On September 24th, 2015, I delivered a GVU Brown Bag talk, “The Impact of the Students in the Georgia Tech Online Masters in CS”, or “The OMSCS program attracts amazing students and empowers them to do amazing things.”

The talk is now available online on YouTube (embedded below) or at the GVU web site, located here. The talk was a great chance to synthesize a lot of my recent thoughts about what has made the OMSCS program an amazing experience, and in the following few weeks I plan to put out some more detailed blog posts on some of our experiences.

The original abstract and biography for the talk are available after the jump.

Abstract: In 2014, the College of Computing embarked on an incredible experiment: a low-cost, high-quality Masters degree in Computer Science, targeted at working professionals and delivered via the internet. While distance learning has been around for decades, this online Masters leveraged principles from recent MOOCs to drastically cut tuition and maximize course quality. While incredible investment has been devoted to developing professional material and delivering a quality experience, one variable could not have been anticipated: the impact of the amazing students in the program. The main takeaway from my time working on this program is that the OMS program has attracted amazing students, and the structure of the program lets them do amazing things. In this talk, I’ll report on the OMSCS (Online Masters in CS) program nearing the two year mark, focusing especially on the role students have had in the program’s success. I’ll discuss the qualifications that the students in the program bring, and how the flexibility and affordability of the program is allowing students to participate who would not be able to otherwise. I’ll discuss how those amazing students are, in turn, elevating the quality of the program as a whole, and ultimately teaching each other as much as they learn from us. I’ll discuss the unique affordances of the program, and how it gives those students influence and impact that would be difficult in a traditional program. Finally, I’ll also deliver some comments direct from students about their experience in the program. The hope is that this talk will inspire others to get involved in online initiatives like the OMSCS, and equip others with the knowledge to structure the program to maximize student impact.
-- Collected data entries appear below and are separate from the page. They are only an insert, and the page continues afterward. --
Issue #4238, opened 2024-09-19
Create a AccountTransferItem (not a TransactionItem).


Nirus2000:
@MonkeySon writes:

> Bigbank offers overnight accounts and fixed-term accounts. This transaction was from the overnight to the fixed-term account, therefore "Interne Belastung". I replaced the Transaction Type with TRANSFER_OUT and expected a selection GUI which lets me choose accounts for the IN/OUT transaction. I intend to use two separate PP accounts for each Bigbank account.

There UI has some (limited) support to import account transfers.
As @Nirus2000 pointed out, you would need to create a AccountTransferItem (not a TransactionItem).
And there are no check for matching currencies and other things.
And there is no option to convert it to a deposit/withdrawal if one does not want it as a transfer.

So far our strategy for the "cash transfers" was:
* Create a cash deposit or removal (withdrawal) transaction

Why not a transfer transactions? Because
* the user might not want to maintain the other account in PP (let's say your regular payroll account)
* the user might import the documents from the other account/bank as well (which will create the transaction again). 

But @Nirus2000 and me already discussed that it makes sense to provide more options *after* the import:
* Right-click to convert any deposit/withdrawal to a transfer transaction
* Select two transactions (a pair of deposit and withdrawal) and "join" them to a transfer
* Run some kind of heuristic after the import to suggest a transfer (account at the same bank, same amount in a transaction).

For this particular change, I propose to create a deposit/withdrawal transaction instead.

_Originally posted by @buchen in https://github.com/portfolio-performance/portfolio/issues/3894#issuecomment-2036206552_

PR #5302, opened 2026-01-04
Add new Austrian Anadi PDF-Importer

MK-42:
For importing account-statements from Austrian Anadi Bank AG.

Please note that this is my first contribution to this repository. Feel free to point out any misuse of the best-practices!

I'm not really sure how to handle the simultanous transfers/deposits from fixed deposit accounts while making an interest booking at the same time. I'm now parsing the same line twice, once for the deposit and once for the interest. That does not really feel correct.

Looking forward for your feedback

### DIFF
--- a/name.abuchen.portfolio.tests/src/name/abuchen/portfolio/datatransfer/pdf/austriananadibank/AustrianAnadiBankPDFExtractorTest.java
+++ b/name.abuchen.portfolio.tests/src/name/abuchen/portfolio/datatransfer/pdf/austriananadibank/AustrianAnadiBankPDFExtractorTest.java
@@ -3,8 +3,10 @@ package name.abuchen.portfolio.datatransfer.pdf.austriananadibank;
 import static name.abuchen.portfolio.datatransfer.ExtractorMatchers.deposit;
 import static name.abuchen.portfolio.datatransfer.ExtractorMatchers.hasAmount;
 import static name.abuchen.portfolio.datatransfer.ExtractorMatchers.hasDate;
+import static name.abuchen.portfolio.datatransfer.ExtractorMatchers.hasFees;
 import static name.abuchen.portfolio.datatransfer.ExtractorMatchers.hasGrossValue;
 import static name.abuchen.portfolio.datatransfer.ExtractorMatchers.hasNote;
+import static name.abuchen.portfolio.datatransfer.ExtractorMatchers.hasShares;
 import static name.abuchen.portfolio.datatransfer.ExtractorMatchers.hasSource;
 import static name.abuchen.portfolio.datatransfer.ExtractorMatchers.hasTaxes;
 import static name.abuchen.portfolio.datatransfer.ExtractorMatchers.interest;
@@ -14,6 +16,7 @@ import static name.abuchen.portfolio.datatransfer.ExtractorTestUtilities.countAc
 import static name.abuchen.portfolio.datatransfer.ExtractorTestUtilities.countBuySell;
 import static name.abuchen.portfolio.datatransfer.ExtractorTestUtilities.countItemsWithFailureMessage;
 import static name.abuchen.portfolio.datatransfer.ExtractorTestUtilities.countSecurities;
+import static name.abuchen.portfolio.datatransfer.ExtractorTestUtilities.countSkippedItems;
 import static org.hamcrest.CoreMatchers.hasItem;
 import static org.hamcrest.CoreMatchers.is;
 import static org.hamcrest.MatcherAssert.assertThat;
@@ -47,17 +50,21 @@ public class AustrianAnadiBankPDFExtractorTest
         assertThat(countAccountTransactions(results), is(3L));
         assertThat(countAccountTransfers(results), is(0L));
         assertThat(countItemsWithFailureMessage(results), is(0L));
+        assertThat(countSkippedItems(results), is(0L));
         assertThat(results.size(), is(3));
         new AssertImportActions().check(results, "EUR");
 
         // assert transaction
         assertThat(results, hasItem(deposit(hasDate("2025-05-14"), hasAmount("EUR", 2500.00), //
-                        hasSource("Kontoauszug01.txt"))));
+                        hasSource("Kontoauszug01.txt"), hasNote("IBAN: TT40 1705 1256 3324 8502"))));
+
+        // assert transaction
         assertThat(results, hasItem(removal(hasDate("2025-05-15"), hasAmount("EUR", 2500.00), //
-                        hasSource("Kontoauszug01.txt"), //
-                        hasNote("ONLINE-FESTGELD / KONTO 12345555555"))));
+                        hasSource("Kontoauszug01.txt"), hasNote("ONLINE-FESTGELD / KONTO 12345555555"))));
+
+        // assert transaction
         assertThat(results, hasItem(deposit(hasDate("2025-05-19"), hasAmount("EUR", 8320.00), //
-                        hasSource("Kontoauszug01.txt"))));
+                        hasSource("Kontoauszug01.txt"), hasNote("IBAN: ur98 0202 5368 2910 8017"))));
     }
 
     @Test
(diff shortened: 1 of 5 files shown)


name.abuchen.portfolio.tests/src/name/abuchen/portfolio/datatransfer/pdf/austriananadibank/AustrianAnadiBankPDFExtractorTest.java
```diff
@@ -0,0 +1,177 @@
...
+        assertThat(results.size(), is(3));
+        new AssertImportActions().check(results, "EUR");
+
+        // assert transaction
+        assertThat(results, hasItem(deposit( //
+                        hasDate("2025-05-14"), hasShares(0), //
+                        hasSource("Kontoauszug01.txt"), //
+                        hasNote(null), //
+                        hasAmount("EUR", 2500.00), hasGrossValue("EUR", 2500.00), //
+                        hasTaxes("EUR", (0.00)), hasFees("EUR", 0.00))));
```
gamue: usually just a interest-type is having fees & taxes, so you can skip those checks. Compare it for example with other test cases like the `SuresseDirektBankPDFExtractorTest`

your taxes are also having unnecessary braces, might be copy&paste

name.abuchen.portfolio.tests/src/name/abuchen/portfolio/datatransfer/pdf/austriananadibank/AustrianAnadiBankPDFExtractorTest.java
```diff
@@ -0,0 +1,177 @@
...
+                        hasSource("Kontoauszug02.txt"), //
+                        hasNote(null), //
+                        hasAmount("EUR", 2000.00), hasGrossValue("EUR", 2000.00), //
+                        hasTaxes("EUR", (0.00)), hasFees("EUR", 0.00))));
+        assertThat(results, hasItem(interest( //
+                        hasDate("2025-12-31"), hasShares(0), //
+                        hasSource("Kontoauszug02.txt"), //
+                        hasNote("Habenzinsen"), //
+                        hasAmount("EUR", 123.91), hasGrossValue("EUR", 165.21), //
+                        hasTaxes("EUR", (41.30)), hasFees("EUR", 0.00))));
```
gamue:
```suggestion
                        hasTaxes("EUR", 41.30), hasFees("EUR", 0.00))));
```
the braces aren't necessary

name.abuchen.portfolio/src/name/abuchen/portfolio/datatransfer/pdf/AustrianAnadiBankPDFExtractor.java
```diff
@@ -0,0 +1,252 @@
...
+                                                .attributes("date", "amount", "account", "interest", "tax") //
+                                                .match("^(?i)(?<date>[\\d]{1,2}\\.[\\d]{1,2}) ABRECHNUNG ZU KONTO (?<account>[\\d]+) [\\d]{1,2}\\.[\\d]{1,2} [\\.,\\d]+$") //
+                                                .match("^(?i)VERANLAGUNGSBETRAG[^\\w]*(?<amount>[\\.,\\d]+)$") //
+                                                .find("^Habenzinsen$") //
+                                                .match("^AB [\\d]{4}-[\\d]{2}-[\\d]{2} .* (?<interest>[\\.,\\d]+)$") //
+                                                .match("^(?i)KESt[^\\w]*(?<tax>[\\.,\\d]+)-$")
+                                                .assign((t, v) -> { //
+                                                        t.setDateTime(asDate(v.get("date") + "." + v.get("year")));
+                                                        t.setCurrencyCode(v.get("currency"));
+                                                        t.setType(AccountTransaction.Type.DEPOSIT);
```
gamue: that's already set in L65

name.abuchen.portfolio/src/name/abuchen/portfolio/datatransfer/pdf/AustrianAnadiBankPDFExtractor.java
```diff
@@ -0,0 +1,252 @@
...
+        addSubAccountInterestTransaction();
+    }
+
+    @Override
+    public String getLabel()
+    {
+        return "Austrian Anadi Bank AG";
+    }
+
+    private void addDepositRemoveAccountTransaction()
```
gamue: you're also setting Interest in this method, would suggest addAccountStatementTransactions as method name

name.abuchen.portfolio/src/name/abuchen/portfolio/datatransfer/pdf/AustrianAnadiBankPDFExtractor.java
```diff
@@ -0,0 +1,252 @@
...
+                                                .attributes("date", "amount", "account", "interest", "tax") //
+                                                .match("^(?i)(?<date>[\\d]{1,2}\\.[\\d]{1,2}) ABRECHNUNG ZU KONTO (?<account>[\\d]+) [\\d]{1,2}\\.[\\d]{1,2} [\\.,\\d]+$") //
+                                                .match("^(?i)VERANLAGUNGSBETRAG[^\\w]*(?<amount>[\\.,\\d]+)$") //
+                                                .find("^Habenzinsen$") //
+                                                .match("^AB [\\d]{4}-[\\d]{2}-[\\d]{2} .* (?<interest>[\\.,\\d]+)$") //
+                                                .match("^(?i)KESt[^\\w]*(?<tax>[\\.,\\d]+)-$")
+                                                .assign((t, v) -> { //
+                                                        t.setDateTime(asDate(v.get("date") + "." + v.get("year")));
+                                                        t.setCurrencyCode(v.get("currency"));
+                                                        t.setType(AccountTransaction.Type.INTEREST);
```
gamue: as you're just creating interest events you can set this in L211 directly

name.abuchen.portfolio.tests/src/name/abuchen/portfolio/datatransfer/pdf/austriananadibank/AustrianAnadiBankPDFExtractorTest.java
MK-42: Thanks. that was indeed copy&paste

MK-42:
Thanks for your input. I have adressed your suggestions in a followup commit

name.abuchen.portfolio.tests/src/name/abuchen/portfolio/datatransfer/pdf/austriananadibank/AustrianAnadiBankPDFExtractorTest.java
```diff
@@ -0,0 +1,177 @@
...
+                        hasNote("Habenzinsen ABRECHNUNG ZU KONTO 00123456678"), //
+                        hasAmount("EUR", 22.75), hasGrossValue("EUR", 30.33), //
+                        hasTaxes("EUR", (7.58)), hasFees("EUR", 0.00))));
+        assertThat(results, hasItem(removal( //
+                        hasDate("2025-11-24"), hasShares(0), //
+                        hasSource("Kontoauszug03.txt"), //
+                        hasNote(null), //
+                        hasAmount("EUR", 2784.00), hasGrossValue("EUR", 2784.00), //
+                        hasTaxes("EUR", (0.00)), hasFees("EUR", 0.00))));
+    }
```
Nirus2000, line 156: Hello,...
 great... that looks better already.

These are all normal transactions that do not involve gross amounts, taxes, or fees, so all tests need to be corrected. The formatting of the source code also needs to be revised.
Please take another look at https://github.com/portfolio-performance/portfolio/blob/78a72d6dfc56a9743252f49fc7ca9aa6eecdd2a2/name.abuchen.portfolio. tests/src/name/abuchen/portfolio/datatransfer/pdf/scalablecapital/ScalableCapitalPDFExtractorTest.java#L1267-L1324.

Only interest transactions have gross, net, taxes, and fees.

name.abuchen.portfolio/src/name/abuchen/portfolio/datatransfer/pdf/AustrianAnadiBankPDFExtractor.java
```diff
@@ -0,0 +1,248 @@
...
+                                                }) //
+                        ) //
+
+                        .wrap(t -> {
+                            if (t.getCurrencyCode() != null && t.getAmount() != 0)
+                                return new TransactionItem(t);
+                                
+                            return null;
+                        });
+    }
```
Nirus2000, line 228: This division of bookings will always cause problems in the future.
Please take another look at the source code for  https://github.com/portfolio-performance/portfolio/blob/78a72d6dfc56a9743252f49fc7ca9aa6eecdd2a2/name.abuchen.portfolio/src/name/abuchen/portfolio/datatransfer/pdf/ScalableCapitalPDFExtractor. java#L377-L507 and it is best to adopt it. 
The taxes for the interest are then via https://github.com/portfolio-performance/portfolio/blob/78a72d6dfc56a9743252f49fc7ca9aa6eecdd2a2/name.abuchen.portfolio/src/name/abuchen/portfolio/datatransfer/pdf/ScalableCapitalPDFExtractor.

MK-42:
@Nirus2000 Thanks for your feedback and pointing me to the scalable importer as a reference. I tried to address your comments. Unfortunately, I rebased my local repo on the current master and had to force-push. I kept the commit history to make reviewing easier - will squash those before merging if you like.

I had to use negative-lookaheads in the regexes for deposit/removal to not match the transactions when a sub-account "Festgeldkonto" is closed. I could not find an example for that in the codebase so i wasn't able to adapt to standards. Are negative-lookaheads okay, or should we match that stuff in another way?

Would it be possible to create new accounts when a "Festgeldkonto" is opened like the creation of securities? In that case I would make a transfer-transaction rather than a removal/deposit when opening a "Festgeldkonto". Or don't we do that in portfolio-performance?

Additionally I'm not really proud of matching the sub-account-closure block twice, once for the deposit, once for the interest. is there a better way to do that?

name.abuchen.portfolio/src/name/abuchen/portfolio/datatransfer/pdf/AustrianAnadiBankPDFExtractor.java
MK-42: I wasn't too happy with that solution either.... I tried with negative lookaheads now..

MK-42:
Remark: see edit below, this is probably obsolete...

I'm second guessing the interest transactions when fixed-deposit-accounts are closed.
there is no account statement for the fixed-deposit-accounts that shows the interest booking there, but the interest is directly booked on the main account when the fixed-deposit-account expires.
might the interest calculation show wrong percentages due to that? i'm currently "removing" the money from the main account (and expect the user to create the fixed-deposit-account as a seperate account).
the interest is booked on the main account while the money was not in there during the duration of the fixed-deposit-account. will that lead to wrong calculations in the reports?

would it be better to not book the retrieval/deposit when fixed-deposit-accounts are opened/closed? we would then show wrong balances if a user wants to know how much is on the main account "Tagesgeldkonto".

Edit: I found #4238 from which I would assume the current handling in this PR is state of the art for portfolio performance.

MK-42:
@Nirus2000 I would be happy to integrate your next round of feedback to this PR.

I have some more import changes staged in my local repo but would like to understand your way of doing things before creating additional PRs to reduce review load on your side

Nirus2000:
Adding:

https://forum.portfolio-performance.info/t/pdf-importer-von-austrian-anadi-bank-ag/38774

Bio: David Joyner is an adjunct lecturer at Georgia Tech and a course developer and manager at Udacity, working on the Georgia Tech Online Masters in Computer Science. He has developed or co-developed four courses in the program, and served as instructor for two courses. This semester, he is developing and teaching CS6460: Educational Technology in the program. David previously completed his PhD at Georgia Tech, specializing in metacognition and intelligent tutoring systems, and also holds a B.S. in Computer Science and M.S. in Human-Computer Interaction.